Task instructions: Print the following entries without any change.

****************************************

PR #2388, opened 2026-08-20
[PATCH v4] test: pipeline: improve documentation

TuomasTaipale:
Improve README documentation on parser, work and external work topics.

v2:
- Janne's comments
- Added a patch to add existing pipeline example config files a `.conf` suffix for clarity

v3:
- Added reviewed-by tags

****************************************

Task solution:
PR #2388, opened 2026-08-20
[PATCH v4] test: pipeline: improve documentation

TuomasTaipale:
Improve README documentation on parser, work and external work topics.

v2:
- Janne's comments
- Added a patch to add existing pipeline example config files a `.conf` suffix for clarity

v3:
- Added reviewed-by tags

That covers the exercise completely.